* _ASSIGNED TASK_:
Find the word "const" in the records below. List each line containing it.

* _DATASET EXCERPTS_:
PR #469, opened 2018-01-31
Change wpa_supplicant copy

### LINKED ISSUE #341: NOOBS wifi preconfig
In commit  f0347db8d0eece99e97b97ab8ed32a7d584ea0c4 "Add Wfif Station Support" (oct 26 2015) a great new feature was added to copy the wpa_supplicant.conf file from the NOOBS partition to the /settings partition which allows the wifi settings for NOOBS to be preconfigured. This feature has never really been announced, although the similar feature to copy the file from the /boot partition was announced for the latest Raspbian, 
Even though I documented this feature in my update to 1.9, and announced it on the forum, there are still some people tweeting and posting that are not aware that this feature is available in NOOBS. So I think it should be announced better. **BUT BEFORE YOU DO....** there are a couple of improvements that need making.
1. In mainwindow.cpp#911 (startNetworking), the `if ( !f.exists() )` statement means that any user's wifi config file is ONLY ever copied the first time NOOBS is booted. I suspect this is to avoid copying `/etc/wpa_supplicant.conf` over the top of a user configuration on a subsequent invocation. But it prevents a user from _**ever**_ modifying the wifi config to be used by NOOBS without first deleting `/settings/wpa_supplicant.conf` (not easy for a Newbie!). So I think the logic is a bit wrong. Better to ALWAYS copy a users wifi config to /settings, and only copy the default one if it doesn't already exist 
   in /settings. (Maybe even delete or rename the user's config file after copying it to avoid overwriting any manual wifi entries that are later added in the gui) That way the user can update the preconfiguration.
2. When Raspbian is installed from NOOBS, it should also look at the /settings partition for wifi configuration and install that file like it does from the /boot partition. This can be done with a simple change to `/os/Raspbian/partition_setup.sh`, as detailed in my [forum post](https://www.raspberrypi.org/forums/viewtopic.php?f=63&t=141559)

procount:
To fix #341 part 1.
Diff makes this look more complicated than it is.
Essentially the copy of wpa_supplicant.conf has been taken out of startNetwokring() into copywpa() which is then called ahead of startNetworking() regardless of silentinstall option.
Then copywpa() was modified to provide the necessary functionality.

(This PR is a copy/paste out of PINN into NOOBS)

### DIFF
--- a/recovery/mainwindow.cpp
+++ b/recovery/mainwindow.cpp
@@ -215,6 +215,9 @@ MainWindow::MainWindow(const QString &drive, const QString &defaultDisplay, QSpl
     {
         _fixate = true;
     }
+
+    copywpa();
+
     if (cmdline.contains("silentinstall"))
     {
         /* If silentinstall is specified, auto-install single image in /os */
@@ -951,29 +954,48 @@ void MainWindow::on_list_doubleClicked(const QModelIndex &index)
     }
 }
 
-void MainWindow::startNetworking()
+void MainWindow::copyWpa()
 {
+    //This file is the one used by dhcpcd
     QFile f("/settings/wpa_supplicant.conf");
-
     if ( f.exists() && f.size() == 0 )
     {
         /* Remove corrupt file */
         f.remove();
     }
-    if ( !f.exists() )
+
+    /* If user supplied a wpa_supplicant.conf on the FAT partition copy that one to settings regardless */
+    if (QFile::exists("/mnt/wpa_supplicant.conf"))
     {
-        /* If user supplied a wpa_supplicant.conf on the FAT partition copy that one to settings
-           otherwise copy the default one stored in the initramfs */
-        if (QFile::exists("/mnt/wpa_supplicant.conf"))
-            QFile::copy("/mnt/wpa_supplicant.conf", "/settings/wpa_supplicant.conf");
-        else
-        {
-            qDebug() << "Copying /etc/wpa_supplicant.conf to /settings/wpa_supplicant.conf";
-            QFile::copy("/etc/wpa_supplicant.conf", "/settings/wpa_supplicant.conf");
-        }
+        qDebug() << "Copying  user wpa_supplicant.conf to /settings/wpa_supplicant.conf";
+
+        QProcess::execute("mount -o remount,rw /settings");
+        QProcess::execute("mount -o remount,rw /mnt");
+
+        QFile::remove("/settings/wpa_supplicant.conf.bak");
+        QFile::rename("/settings/wpa_supplicant.conf","/settings/wpa_supplicant.conf.bak");
+        QFile::copy("/mnt/wpa_supplicant.conf", "/settings/wpa_supplicant.conf");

* _ANSWER TO THIS TASK_:
@@ -215,6 +215,9 @@ MainWindow::MainWindow(const QString &drive, const QString &defaultDisplay, QSpl
@@ -951,29 +954,48 @@ void MainWindow::on_list_doubleClicked(const QModelIndex &index)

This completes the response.